- Przepraszam - powiedział ze skruchą w głosie.

- To dobrze. Cieszę się, że wykazujesz takie zainteresowanie przyjęciem Rose. - Tak, cóż... - Obawiam się jednak, że służba nie podziela twojego entuzjazmu. Wimbole poinformował mnie właśnie, że nie wyśle nikogo do drukarni po próbki zaproszeń, choć uroczystość jest już za tydzień. - Prawda. Ruszył schodami w dół. - I mówi również, że nie zaaprobowałeś moich dekoracji. Kamerdyner robił się stanowczo zbyt gadatliwy. - Ja płacę i nie zamierzam zgodzić się na dwieście jardów różowej krepy. W drzwiach pojawiła się Rose. - Mamo, mówiłaś, że dekoracje będą żółte. - Może połączenie tych dwóch kolorów bardziej przypadłoby wszystkim do gustu - podsunęła Alexandra, stając za podopieczną. Wlepił w nią wzrok. Nie mógł się powstrzymać. Przyciągała go jak magnes. Oto, jaki był rezultat prób uwolnienia się od obsesji na jej punkcie. Dotychczasowa udręka wydawała się niebem w porównaniu z obecnymi torturami. Teraz wiedział, co traci. - Lucien musi zadecydować - oświadczyła Fiona. Otrząsnął się z zamyślenia. - O czym? http://www.checinytriathlon.com.pl/media/ Patrzył jej prosto w oczy. Przygryzła wargę, ale nie odwróciła wzroku. Niechętnie musiał przyznać, że dziewczyna wzbudza w nim coraz większy respekt. Uważaj, napomniał się. Respekt - i już jesteśmy ze sobą blisko. Nie, z żadną pannicą nie będzie blisko. Z tą szczególnie.

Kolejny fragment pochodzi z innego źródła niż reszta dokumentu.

PR #5828, opened 2022-11-21
Enable node and electron to custom perf metrics docs

AbhiPrasad:
Node and Electron both work since it is enabled for JavaScript.


AbhiPrasad:
with https://sentry-docs-git-node-electron-custom-perf-metrics.sentry.dev/platforms/javascript/guides/electron/performance/instrumentation/performance-metrics/ and https://sentry-docs-git-node-electron-custom-perf-metrics.sentry.dev/platforms/node/performance/instrumentation/performance-metrics/, seems to work fine!

PR #5832, opened 2022-11-22
Add RN Screenshots

krystofwoldrich:
Docs for:
- https://github.com/getsentry/sentry-react-native/pull/2610


src/platforms/common/enriching-events/screenshots.mdx
```diff
@@ -25,6 +26,12 @@ Screenshots may contain <PlatformLink to="/data-management/sensitive-data/">PII<
 
 <PlatformContent includePath="enriching-events/attach-screenshots" />
 
+<PlatformSection supported={["react-native"]}>
+
+Screenshots are transfered from native SDKs to React Native over the Bridge. This can be a performance bottleneck on lower end devices. This happens only when capturing error event with the screenshots enabled. React Native New Architecture will improve the performance.
```
imatwawana, line 31: Can we rearrange it like so?

Also, it doesn't look like bridge needs to be capitalized based on these docs [here](https://reactnative.dev/docs/native-modules-ios#reserved-method-names). But we can also get around this by using 
```suggestion
Screenshots are transferred from native SDKs to React Native over the `Bridge`, and this happens only when an error event is captured with screenshots enabled. This can negatively impact performance on lower end devices, however, React Native New Architecture will improve performance.
```

imatwawana (commented):
It seems like the two parts about performance are separated when they should be together. I've made a suggestion, but if this doesn't work, we can figure something else out.

src/platforms/common/enriching-events/screenshots.mdx
krystofwoldrich, line 31: Thank you for the comment, how does this sound?

```suggestion
When `attachScreenshot` is enabled and an error event is captured the screenshots are transferred from native SDKs to React Native over the bridge. This can negatively impact performance on lower-end devices, however, React Native New Architecture will improve the performance of the transfer as the data are not serialized.
```

imatwawana: That's much better. A couple needed commas, but otherwise this looks good:

```suggestion
When `attachScreenshot` is enabled and an error event is captured, the screenshots are transferred from native SDKs to React Native over the bridge. This can negatively impact performance on lower-end devices, however, React Native New Architecture will improve the performance of the transfer, as the data are not serialized.
```

imatwawana (approved):

src/platforms/common/enriching-events/screenshots.mdx
krystofwoldrich: Thanks.

marandaneto (approved):
Approving it but let's release the new version before merging this.
Thanks @krystofwoldrich

PR #5833, opened 2022-11-22
add key transaction section

andriisoldatenko:


src/docs/product/data-management-settings/dynamic-sampling/index.mdx
```diff
@@ -43,6 +44,10 @@ While prioritizing data from the latest release, we also take into consideration
 
 We prioritize data from development environments because these environments typically generate a relatively small number of transactions compared to your production environments. As a result, to gain meaningful insights during your testing phase, we prioritize transaction data from these environments.
 
+### Key Transactions
+
+We prioritize my Key Transactions to 5x times from blended rate. This rule applies to single transactions.
```
imatwawana, line 49: I have a few questions: 

1. Do you mean _5x times_ or _5 times_? 
2. What do we mean by "blended rate"? Is this something users should already know?
3. Why do we mean by this applying to single transactions. Maybe this is obvious to a developer, but I don't understand what people might think it would apply to instead? An entire trace? 

```suggestion
We prioritize key, or starred, transactions up to five times over the blended rate. This rule applies to single transactions.
```

imatwawana (commented):
I think we need to clarify a few things before we publish this. I've left some questions.

src/docs/product/data-management-settings/dynamic-sampling/index.mdx
andriisoldatenko: yeah i agree let me rework it. Thanks for review!

iambriccardo: I would personally phrase it similarly to the other descriptions. Remember that as @jan-auer correctly says, we always need to think about the problem we are solving for customers, therefore I would add to the description the rationale behind this feature.

iambriccardo, line 49:
```suggestion
For most projects there are only a handful or transactions that you really care about and we purposefully designed the starring feature to give you a visual prioritization of them. With dynamic sampling, starred transactions are even more useful because we will prioritize them up to five times over the blended rate. This rule applies to single transactions.
```

iambriccardo (changes requested):

src/docs/product/data-management-settings/dynamic-sampling/index.mdx
iambriccardo: What do you think @imatwawana?

andriisoldatenko: thanks!

iambriccardo (approved):

src/docs/product/data-management-settings/dynamic-sampling/index.mdx
```diff
@@ -43,6 +44,10 @@ While prioritizing data from the latest release, we also take into consideration
 
 We prioritize data from development environments because these environments typically generate a relatively small number of transactions compared to your production environments. As a result, to gain meaningful insights during your testing phase, we prioritize transaction data from these environments.
 
+### Key Transactions
+
+For most projects there are only a handful of transactions that you really care about. We prioritize key, or starred, transactions over others, so you can have more visibility into your important data, rather than sample all transactions in equivalent manner.
```
imatwawana, line 49: This is much clearer. The sentence gets too long with that last clause and it's kind of implied anyway by the fact that we're saying we prioritize them, so I removed it. Also, I added the word "typically" so that it leaves room for the fact that this might not be the case for some folks.

```suggestion
Typically, for most projects there are only a few transactions that you really care about. We prioritize key, or starred, transactions over others, so you can have more visibility into your important data.
```

imatwawana (approved):
Just made some wording tweaks, but otherwise, this looks good!

src/docs/product/data-management-settings/dynamic-sampling/index.mdx
```diff
@@ -43,6 +44,10 @@ While prioritizing data from the latest release, we also take into consideration
 
 We prioritize data from development environments because these environments typically generate a relatively small number of transactions compared to your production environments. As a result, to gain meaningful insights during your testing phase, we prioritize transaction data from these environments.
 
+### Key Transactions
+
+Typically, for most projects there are only a few transactions that you really care about. We prioritize key, or starred, transactions over others, so you can have more visibility into your important data.
```
priscilawebdev, line 49: "we prioritize key" is not the same as "starred"? I feel like we could like the section where we explain what is a starred transaction here

priscilawebdev:
can we please update the screenshot? 

image


the new one has the "health checks" highlighted and I think we don't want that

src/docs/product/data-management-settings/dynamic-sampling/index.mdx
andriisoldatenko: AFAIK "starred" means -> 
image

priscilawebdev:
here is the link for the "starring key transaction" https://docs.sentry.io/product/performance/transaction-summary/#starring-key-transactions

src/docs/product/data-management-settings/dynamic-sampling/index.mdx
priscilawebdev: yes  "starred" is clear to me but what does mean "we prioritized by _key **or** starred_"?

andriisoldatenko: @ale-cota can you please help here?

ale-cota:
How about this then, @priscilawebdev, @andriisoldatenko, @imatwawana?  

Typically, for most projects there are only a few transactions that you really care about. We prioritize [key transactions](https://docs.sentry.io/product/performance/transaction-summary/#starring-key-transactions) over others, so you can have more visibility into your important data.

priscilawebdev (approved):
lgtm

src/docs/product/data-management-settings/dynamic-sampling/index.mdx
iambriccardo: I think key transactions is the internal term, whereas starred is the external one.

Issue #5811, opened 2022-11-18
[sdk config] Clean up filtering config docs (`beforeSend` and hints)


lobsterkatie:
### Core or SDK?

Platform/SDK

### Which part? Which one?

all of them

### Description

It started out as a quick edit - it always does - and now it's turned into actually fixing the problems with the [filtering](https://docs.sentry.io/platforms/javascript/configuration/filtering/) docs. Writing this up here because it's now bigger than me and not a project I can fully take on at the moment, but I've done some of the work and don't want it to be wasted. Maybe we can crowd-source the parts that still need doing, as they mostly have to do with figuring out and writing down which SDKs pass which properties in the hint, and updating code snippets in various languages.

Problems:
- Hint text is repetitive, including having the same example twice (at least in words - see below).
- Hint text is split between a subheading (under Using `beforeSend` and its own heading, Using Hints)
- The `before-send-hint` and `before-send-fingerprint` snippets are introduced with the same words, and in some languages they have the same contents. In other languages, one has an example that matches the words (fingerprinting) and one has another example of using the hint.
- The list of things the hints contain is both missing things and, for many languages, includes things which don't apply.
- Some languages list the hint properties on the main filtering page, whereas at least one language (Python) splits them between the main filtering page and a Hints sub-page.

### Suggested Solution

Fixes:

- [x] Consolidate hint text and clean up repetition
- [x] Move list of hint contents to subpage. The page is long enough, even without adding whatever properties are missing.
- [x] Use includes for listing both event and breadcrumb hint contents. (The latter already has an include folder, but it only has JS in it.)
- [ ] Fix all the links to whatever's been moved around.
- [ ] Collect hint contents lists for both `beforeSend` and breadcrumbs hints for all platforms which support hints. `beforeSend` hint lists should note whether each property is available in message events, error events, and transaction events. See `before-send-hint-contents/javascript.mdx` in the draft PR below for one way to organize this. (Not wedded to that way - could break it up for each kind of event, but that might lead to a lot of repetition.)
- [ ] Decide whether it's better for languages whose data hasn't yet been collected to have nothing listed, or have JS hint contents listed.
- [ ] Update the `before-send-hint` snippets for the languages where the contents there is the same as in the `before-send-fingerprint` snippet, so that the former shows an event being dropped because of something in the hint (just to match the ones which are already different).
- [x] Rewrite text introducing the non-database example to match what the example is actually doing.

[...]

PR #5838, opened 2022-11-22
feat(sdks): Add `beforeSendTransaction` to filtering page

lobsterkatie:
Note: Given the [on-going work](https://github.com/getsentry/sentry-docs/pull/5804) on the Filtering page, I'm splitting this off of [the main PR adding `beforeSendTransaction` to the docs](https://github.com/getsentry/sentry-docs/pull/5814). I'll update this as the filtering page work progresses, but leaving it in draft state for now. (If you're curious about what this PR will actually do in and of itself, look at the second commit below. Not expecting any reviews at this point, though.)

-------

This adds the new `beforeSendTransaction` option to the Filtering page.

### DIFF
--- a/src/platform-includes/configuration/before-send-hint/javascript.mdx
+++ b/src/platform-includes/configuration/before-send-hint/javascript.mdx
@@ -3,17 +3,13 @@ Sentry.init({
   // ...
 
   beforeSend(event, hint) {
-    const error = hint.originalException;
     if (
-      error &&
-      error.message &&
-      error.message.match(/database unavailable/i)
+      hint.originalException instanceof DOMException &&
+      hint.originalException.name === "NotSupportedError"
     ) {
-      event.fingerprint = ["database-unavailable"];
+      return null;
     }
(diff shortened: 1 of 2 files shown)


cleptric:
@lobsterkatie What's the status here?

lobsterkatie:
> @lobsterkatie What's the status here?

It's currently waiting on https://github.com/getsentry/sentry-docs/pull/5804, which is actually done save dealing with language-specific snippets and hint properties (see https://github.com/getsentry/sentry-docs/issues/5811). I'm about to go on sabbatical, so cc @lizokm @imatwawana to help decide what the best path forward is. I think with not too much work, we could get the wordsmithing part of https://github.com/getsentry/sentry-docs/pull/5804 merged (assuming they seem like good changes), which would then unblock this PR, and chase the snippets/properties separately. Thoughts?

imatwawana:
> #5804

I think that's fine. I'll review #5804 today so we can unstick that.

PR #5642, opened 2022-10-13
Add a reminder on the supported languages for Stack Trace Linking

vkedwardli:
https://github.com/getsentry/sentry/issues/35608

Since Stack Trace Linking is not supported in languages except JS and Python? Adding a reminder so that others won't spent days to find out why it is not working

### Legal Boilerplate

Look, I get it. The entity doing business as "Sentry" was incorporated in the State of Delaware in 2015 as Functional Software, Inc. and is gonna need some rights from me in order to utilize my contributions in this here PR. So here's the deal: I retain all rights, title and interest in and to my contributions, and by keeping this boilerplate intact I confirm that Sentry can use, modify, copy, and redistribute my contributions, under Sentry's choice of terms.

PR #5860, opened 2022-11-28
Update list of platforms that support stacktrace linking

armenzg:
This is to update the list added in #5642.


armenzg:
@imatwawana this is unrelated to our conversation on Slack

brianthi (approved):

brianthi:
LGTM, I took a quick look for other docs which reference this feature and couldn't find anywhere else worth calling out.

PR #5864, opened 2022-11-30
Add support for PHP to beforeSendTransaction

cleptric:


lobsterkatie:
Man, I'm totally raining on your parade today, but can we separate the "adding PHP support" part of this from the "editing the filtering page" part? The latter is already 90% addressed in https://github.com/getsentry/sentry-docs/pull/5804.

cleptric:
Yes we can

lobsterkatie (approved):
I can't speak to the accuracy of the PHP code, but otherwise LGTM!

PR #5865, opened 2022-11-30
Remove platform specific “New in”

cleptric:
This approach doesn't scale well, as this page is platform agnostic, hence I removed it.

cc @lobsterkatie

### DIFF
--- a/src/platforms/common/configuration/options.mdx
+++ b/src/platforms/common/configuration/options.mdx
@@ -571,12 +571,6 @@ This function is called with an SDK-specific message or error event object, and 
 
 This function is called with an SDK-specific transaction event object, and can return a modified transaction event object, or `null` to skip reporting the event. This can be used, for instance, for manual PII stripping before sending.
 
-<PlatformSection supported={["javascript", "node"]}>
-
-_(New in version 7.18.0)_
-
-</PlatformSection>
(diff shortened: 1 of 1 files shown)


lizokm (approved):
Thanks for making this edit.

lobsterkatie:
I don't actually think we should do this.

I 100% agree about the scalability of our current "new in" solution - it's pretty awful. But the fact remains that it's what we've done for other options (albeit inconsistently). See [the `sendClientReports` entry](https://github.com/getsentry/sentry-docs/blob/cb27660f0537ead54f6ac20f80f9efd32565f0f5/src/platforms/common/configuration/options.mdx?plain=1#L501-L523), for example. And until we version our docs (which IMHO we should do at some point), I do think it's really helpful for people to know when a certain feature was introduced.

I have a half-baked idea for fixing this, though. Would need to play around to see if it would work, but regardless, if we do make a change here, I think it should be to change our solution for all of the options, rather than to just remove this particular "new in" entry.

lizokm:
Let's pause on this and talk more about it tomorrow when we meet @lobsterkatie!

lobsterkatie:
Sounds good. Come to think of it, I actually might have two half-baked ideas...

PR #5870, opened 2022-11-30
Implement membership check before routing logic

hubertdeng123:
This implements a membership check so that the routing logic doesn't happen for issues created by Sentry members


ethanhs (approved):
LGTM

PR #5799, opened 2022-11-17
Restructure Source Maps Upload page

lforst:
Ref: https://github.com/getsentry/sentry-docs/issues/5784

First, this PR adds guides on how to upload source maps with additional bundlers ([Rollup](https://rollupjs.org/guide/en/), [Vite](https://vitejs.dev/), [esbuild](https://esbuild.github.io/)) in combination with our new [bundler plugins](https://github.com/getsentry/sentry-javascript-bundler-plugins).

Additionally, this PR changes our docs flow for source maps from a 2-step guide ("generating sourcemaps" and "uploading sourcemaps") to full guides for each individual bundler we have solutions for. This should make it easier for people to follow the guide because it involves way less navigating through various pages.

Comprehensive list of changes:
- Shorten source maps primer page
- Add image that should describe what source maps will do to primer page
- Add links to guides on primer page
- Remove "Generating Source Maps" pages
- Move all information that was contained in "Generating Source Maps" to other relevant sections (either to "Troubleshooting Sourcemaps" or to the respective guides)

PR #5872, opened 2022-12-01
Add back note about the source-map-support package

lforst:
Somewhere during https://github.com/getsentry/sentry-docs/pull/5799 we dropped a note about the `source-map-support` package.

This PR adds that note back in the source maps troubleshooting section.

### DIFF
--- a/src/platform-includes/sourcemaps/troubleshooting/javascript.mdx
+++ b/src/platform-includes/sourcemaps/troubleshooting/javascript.mdx
@@ -228,3 +228,7 @@ Sometimes build scripts and plugins produce pre-compressed minified files (for e
 ## Verify workers are sharing the same volume as web (if running self-hosted Sentry via Docker)
 
 Sentry does source map calculation in its workers. This means the workers need access to the files uploaded through the front end. Double check that the cron workers and web workers can read/write files from the same disk.
+
+## Verify you are not using the `source-map-support` package
+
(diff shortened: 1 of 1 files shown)


src/platform-includes/sourcemaps/troubleshooting/javascript.mdx
```diff
@@ -228,3 +228,7 @@ Sometimes build scripts and plugins produce pre-compressed minified files (for e
 ## Verify workers are sharing the same volume as web (if running self-hosted Sentry via Docker)
 
 Sentry does source map calculation in its workers. This means the workers need access to the files uploaded through the front end. Double check that the cron workers and web workers can read/write files from the same disk.
+
+## Verify you are not using the `source-map-support` package
+
+To rely on Sentry's source map resolution, your code cannot use the [source-map-support](https://www.npmjs.com/package/source-map-support) package. That package overwrites the captured stack trace in a way that prevents our processors from correctly parsing it.
```
kamilogorek, line 234: It'd be nice to add a note regarding possible `ContextLines` workaround, but we'd need to verify it's working as expected first.

kamilogorek (approved):

src/platform-includes/sourcemaps/troubleshooting/javascript.mdx
lforst: Ok so I tried this out. `ContextLines` + `source-map-support` works surprisingly well. I'll slightly adjust this section to say that `source-map-support` will mess up processing *if* they have uploaded source maps for their project.

kamilogorek (approved):

PR #5874, opened 2022-12-01
Update Svelte source maps docs to refer to new bundler plugins

lforst:
Updates the Svelte source maps docs to refer to the new vite bundler plugin. Also removes tsc as a recommended tool and adds a section that was accidentally removed.


Lms24 (approved):
Nice!

PR #5875, opened 2022-12-01
Add source maps step to getting started pages

lforst:
Adds a section to the JavaScript/Node.js "Getting Started" pages to remind people to set up source maps.


lforst:
Screen Shot 2022-12-01 at 15 33 19

@smeubank Is this what we want or something more in-depth?

src/platform-includes/getting-started-sourcemaps/javascript.mdx
```diff
@@ -0,0 +1,7 @@
+## Get Readable Stack Traces in your Sentry Errors
```
imatwawana, line 1: Can we say this more succinctly? This sounds very much like we're marketing to the user which we want to avoid in the docs. I've made a suggestion, but I'm not sure if that changes the meaning at all. 
```suggestion
## Add Readable Stack Traces to Errors
```

src/platform-includes/getting-started-sourcemaps/javascript.mdx
```diff
@@ -0,0 +1,7 @@
...
+
+You're not quite done yet!
```
imatwawana, line 3:
```suggestion
```

imatwawana (commented):
I'm always hesitant about making changes to the Getting Started page, so I want to give this change some thought, but I'm wondering, is there consensus on your team about adding this here? What's the thinking behind adding this content (vs adding anything else to this page)?

For now, I've only made edits on one of the includes; once we nail that one down (and decide that this content should definitely be added to this page), then you can just apply the same changes to the second include.

lforst:
> I'm always hesitant about making changes to the Getting Started page, so I want to give this change some thought, but I'm wondering,

Right there with you. I was actually procrastinating on this change for a week because I was thinking that the getting started pages are so important and adding something there without careful consideration is maybe not the best thing.

> is there consensus on your team about adding this here?

There is unanimous consensus within the team. We had some discussions around what *kind* of content we should add on source maps (just a section with a link vs. framework-specific code examples) but everybody agreed that we should definitely have some section about source maps here since we consider it a big part of the user experience and it would be a shame if people didn't set it up. We are aware of the complexity that this section adds to the getting started pages - maybe it's even a bit too much. We can always remove it later I guess.

> What's the thinking behind adding this content (vs adding anything else to this page)?

As mentioned above I think everybody is aware that the getting started pages are super important. I feel like we very rarely want to add to this page (if at all) unless we consider something important enough. We think source maps are important enough to the user experience that we should add them here. If we ever want to add something else to this page we'll probably have the same introspective discussion again if it is important enough. I doubt that we will add anything here soon though.

> For now, I've only made edits on one of the includes; once we nail that one down (and decide that this content should definitely be added to this page), then you can just apply the same changes to the second include.

Perfect! Thank you so much!

imatwawana:
Okay that makes sense to me. Thank you for explaining more fully. Let's go ahead with these changes. I'm thinking that this change should be made in the wizard as well. That'll probably give us a better indication of how well it's working.

lforst:
Sorry for the pings - was by accident. For some reason my brain sometimes does `git pull master` instead of `git merge master` 🤦

imatwawana:
Don't forget to update the wizard as well!

lforst:
> Don't forget to update the wizard as well!

It is something we're discussing right now. The growth, and telemetry experience teams are also on this.

PR #5892, opened 2022-12-05
fix: Code samples for react components

HazAT:
When going through the process of instrumenting Sentry on Javascript (React as an example) I uncovered this small annoyance.
To verify if Sentry is instrumented you’re asked to intentionally create an error with this snippet of code.
`return <button onClick={methodDoesNotExist}>Break the world</button>;`
The Problem here is that, you get a blank white screen by adding this `-> onClick={methodDoesNotExist}` because your in fact not declaring anything. I know a developer would know this, but I don’t think we should rely on people reading the snippet of code to get the intended value.


Jesse-Box (approved):

vladanpaunovic (approved):
Nice catch @HazAT !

Ta zwiastowała same kłopoty. - Za mocno dociskasz - powiedział spokojnie. – Nie dajesz wyboru. Gram ostro i niekoniecznie czysto, panno St. Germaine. Dlatego mówię: zabieraj się stąd, bo będziesz płakać jeszcze bardziej. - Nie chcę. Nie mam zamiaru. - Wyprostowała się, uniosła ramiona. - A czego chcesz? - Spotkać się jeszcze z tobą. - Uparta z ciebie osoba. - Założył ręce na piersi. - Do tanga trzeba dwojga. Tłumaczę ci, że jestem dla ciebie za stary. - A ile ci stuknęło? - zapytała niewinnie. - Czterdzieści? - Hamuj. Dziewiętnaście. - Jezu, staruch. Santos parsknął śmiechem i już w komitywie ruszyli dalej. - Może nie staruch, ale pełnoletni. W przeciwieństwie do ciebie. Poza tym chodzi o coś więcej niż kalendarz. Otworzyła usta, by prosić o wyjaśnienie, ale nie dopuścił jej do głosu.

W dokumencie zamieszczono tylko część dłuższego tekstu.